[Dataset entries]
-- -- --

PR #240, opened 2025-10-24
SPARQL 1.2: add an evaluation test with annotation syntax

Tpt:
The annotation syntax was not covered in `ObjectListPath` evaluation


rubensworks (approved):
Looks correct, the test also succeeds on my end.

PR #244, opened 2025-10-28
SPARQL 1.0: ORDER BY is applied before projecting variables

Tpt:
Test access of a non-projected variable in ORDER BY


afs:
There are changes to `index.html` in `sparql12/` in this PR.

They look right but I thought I'd mention it in case it s sign of not being in-sync.

Tpt:
@afs It's because we just merged some PRs from forks for which the html creation is not working

PR #253, opened 2025-12-05
Fix GSP `POST - existing graph` and `GET of POST - existing graph` test mixup/omission

Qup42:
Fix the description of the tests `POST - existing graph` and `GET of POST - existing graph` in the manifest.

- `POST - existing graph` had no comment describing the test case.
- `GET of POST - existing graph` contained the test case for `POST - existing graph`.

The specifications from <https://www.w3.org/2009/sparql/docs/tests/data-sparql11/http-rdf-update/>, but are also what I'd expect from the test names. As far as I can tell both tests have been [approved in 2012](https://www.w3.org/2009/sparql/meeting/2012-11-27#resolution_3), but I don't know why they got lost/mixed up.


Tpt (approved):
Thank you!

rubensworks (approved):
Looks good, but I don't have a way to test these myself, so I can't guarantee that they work.

PR #254, opened 2025-12-10
materialize JSON-LD versions of the manifests

pchampin:
note that these versions are generated internally to generate the HTML versions. This change simply writes the results in a file.
Some people might find this more convenient to process than the TTL files?

I don't feel strongly about this,
I ended up doing this while getting myself familiarized with the automation process.


Tpt (approved):
Nice addition for implementations that might want to run some tests without a proper Turtle parser

pchampin:
> Rather than JSON-LD in the tree (FWIW they used to be produced), I think it is better to produce the jsonld files as the GH-pages are created. Then there is one version of the truth.

I sympathize with that, and to mitigate the potential issues, I added a "comment" at the top of each JSON-LD file, explaining that they are generated and should not be edited.

Arguably, the whole generation process could be restricted to the page generation, rather than materialized in the repo. Or do you consider that the HTML pages are different from the JSON-LD files?

afs:
> we should probably also release zips containing all the files,

Github provides download as zip.

https://github.com/w3c/rdf-tests/archive/refs/heads/main.zip

afs:
> Some people might prefer that

Please substantiate "some". We simply can not accommodate every possibility we can think of. Why can't we assume that users can convert using local or online tools if necessary for them? This repo contains Turtle and N-Triples tests. They are likely to have a TTL parser.

The tradeoff is having one version of the truth.

And it does get out of step. GH actions fail, then the newest tests are in the TTL and not the JSON-LD yet they are the focus at the time.

afs:
By "release zip", do you mean the built state at a point in time with a version number?

Tpt:
I have rebased the MR. It now generates the JSON-LD files in the same gh-pages branch as the HTML files. I also apply to the JSON-LD files the preprocessing done for HTML templating. This way we "dogfood" them when generating the HTML pages.

@afs @pchampin @rubensworks new review welcome!

afs (approved):

rubensworks (approved):

PR #260, opened 2025-12-16
Beginning of manifest validations using SHACL

Tpt:
Only validates some fields of RDF tests for now


rubensworks (approved):
This is really useful, thanks for the effort @Tpt.

When validation fails, how will it be reported within the logs?
Does it show the filename of the file that was invalid (with line number)?

afs (approved):

Tpt:
> How about putting the shapes in a different place to /ns/ such as /build/ or /.github/shapes/?

@afs We can but I wanted to avoid yet an other directory and `/.github/shapes/` is a bit burried for something that is not specific to the CI. What about putting the shapes into a `manifest-shape.ttl` file in the root directory?

Tpt:
@afs Done. aa30368f43d7fc66750a76953143cf960b62b605

I am not sure to see the problem with naming the shape file "manifest". The main RDF node of the files listing tests uses the `mf:Manifest` class.

ns/test-manifest.ttl
```diff
@@ -77,7 +77,7 @@
     # rdfs:range   ?? ;
     .	
 
-:result rdf:type rdf:Property ;
+:status rdf:type rdf:Property ;
```
Tpt, line 81: copy of #358 to make shapes pass

rubensworks (approved):
Looks right to me!

shapes/shapes.ttl
```diff
@@ -0,0 +1,368 @@
...
+PREFIX sd: <http://www.w3.org/ns/sparql-service-description#>
+PREFIX sh: <http://www.w3.org/ns/shacl#>
+PREFIX ut: <http://www.w3.org/2009/sparql/tests/test-update#>
+PREFIX xsd: <http://www.w3.org/2001/XMLSchema#>
+
+[] a sh:NodeShape ;
+    sh:targetClass mf:Manifest ;
+    sh:property
+        [
+            sh:path mf:include ;
```
afs, line 18: SHACL 1.2 has constraint checking for lists.

Tpt: Good call! Added a beginning. Sadly pyshacl does not support it yet

PR #265, opened 2025-12-18
Update triple term <<()>> syntax tests

afs:
Align to  w3c/sparql-query#332.


afs:
>These tests will fail on generalized RDF implementations. Not sure if it's a big deal though.

FWIW `TRIPLE` can be extended - there, it's an eval error and can be extended.

PR #268, opened 2025-12-26
SPARQL 1.1: REPLACE: cover regex options

Tpt:
Use only 'i', REGEX covers regex options in details


afs (approved):
Approved with a minor suggestion (not required) to emphasis the change.

kasei:
Oops. I waited too long. After seeing this this morning, I was wondering if it should cover more than just the `i` flag. Maybe I'll try to create a new issue/PR.

PR #273, opened 2025-12-29
SPARQL 1.2: rdf:dirLangString with DATATYPE, CONCAT and CONTAINS

Tpt:
Covers argument compatibility


afs:
There are more cases such as 
`CONCAT("abc"@en--ltr, "xyz"@en--rtl)` (-> xsd:string)
`CONCAT("abc"@en--ltr, "xyz"@en)` (-> xsd:string, and not `@en`)
`CONTAINS("abc"@en--ltr, "a"@en)` (->incompatible)

I'll sort out a collection of these.

PR #47, opened 2019-10-31
Removing profile option

awead:
The profile option was added to our config back when we were having really slow test problems. Now that it isn't an issue anymore, the tag is generating a lot of extra output each time tests are run. This creates unnecessary background "noise" so let's turn it off and add it when we need to really profile the test suite.

### DIFF
--- a/.rspec
+++ b/.rspec
@@ -1,4 +1,3 @@
 --color
 --format documentation
---profile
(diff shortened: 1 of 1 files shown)


rschenk:
And there was much rejoicing

PR #49, opened 2019-11-04
Docker fixes

whereismyjetpack:
Lints the `Dockerfile` 
Adds missing configurations to web container
remove server.pid as part of container startup if it exists.

### DIFF
--- a/Dockerfile
+++ b/Dockerfile
@@ -6,12 +6,14 @@ ENV TZ=America/New_York
 
 # Install system deps
 RUN apt-get update && \
-    apt-get install ffmpeg -y 
+    apt-get install --no-install-recommends ffmpeg=7:4.1.4-1~deb10u1 -y && \
+    rm -rf /var/lib/apt/lists/* 
 
 ## NodeJS
 ENV NODE_VERSION 12.9.1
 RUN mkdir /usr/local/nvm
 ENV NVM_DIR /usr/local/nvm
+SHELL ["/bin/bash", "-o", "pipefail", "-c"]
 RUN curl -o- https://raw.githubusercontent.com/nvm-sh/nvm/v0.34.0/install.sh | bash
 ENV NODE_PATH $NVM_DIR/v$NODE_VERSION/lib/node_modules
 ENV PATH $NVM_DIR/versions/node/v$NODE_VERSION/bin:$PATH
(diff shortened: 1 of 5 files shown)


Dockerfile
```diff
@@ -6,12 +6,14 @@ ENV TZ=America/New_York
 
 # Install system deps
 RUN apt-get update && \
-    apt-get install ffmpeg -y 
+    apt-get install --no-install-recommends ffmpeg=7:4.1.4-1~deb10u1 -y && \
```
awead: Why are we installing ffmpeg? We're not relying on it for anything at the moment, as far as I know.

Dockerfile
```diff
@@ -22,7 +24,7 @@ RUN . $NVM_DIR/nvm.sh \
     && nvm alias default $NODE_VERSION \
     && nvm use default
 
-RUN npm install -g yarn
+RUN npm install -g yarn@1.19.1
```
awead: What happens as our local machines' yarn versions get out of sync with this one?

Dockerfile
```diff
@@ -34,8 +36,8 @@ RUN chown -R app /app
 USER app
 
 COPY Gemfile Gemfile.lock /app/
-RUN gem install bundler
-RUN bundle install --frozen --path vendor/bundle
+RUN gem install bundler:2.0.2
```
awead: Ditto, as per my yarn comment. The Gemfile.lock could specify a new version of bundler and the install might fail. Is there away to pick the bundler version from the lockfile?

start.sh
```diff
@@ -5,6 +5,9 @@ if [ ${APP_ROLE:-app} == "sidekiq" ]; then
     bundle exec sidekiq
 else
     echo "starting rails"
+    if [ -f tmp/pids/server.pid ]; then
+      rm tmp/pids/server.pid
```
awead: `rm -f tmp/pids/server.pid` will silently fail if the file doesn't exist, then you don't need the `if`

Dockerfile
whereismyjetpack: I wasn't sure if we'd need it for the background jobs stuff, its a holdover from the ss-shrine repo

Dockerfile
whereismyjetpack: This gives us a kind of chicken and egg situation, where we need bundler to install from the lock file. If bundler fails, we should issue a PR to the Dockerfile to fix it?

Dockerfile
whereismyjetpack: I think we issue a PR to update the Dockerfile when our versions change. 

Motivation comes from 12 factor app (https://12factor.net/dependencies) and we should explicitly mark our versions in the docker file so that stale versions don't get cached, or updated out from under us.

Dockerfile
whereismyjetpack: I agree. I'll remove that. The docker optimizations are ever-evolving right now 🚀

-- -- --

**What the exercise asks:** Among the lines of the data, which ones contain the word "opened"? Show them.

**Solution to this exercise:**
PR #240, opened 2025-10-24
PR #244, opened 2025-10-28
PR #253, opened 2025-12-05
PR #254, opened 2025-12-10
PR #260, opened 2025-12-16
PR #265, opened 2025-12-18
PR #268, opened 2025-12-26
PR #273, opened 2025-12-29
PR #47, opened 2019-10-31
PR #49, opened 2019-11-04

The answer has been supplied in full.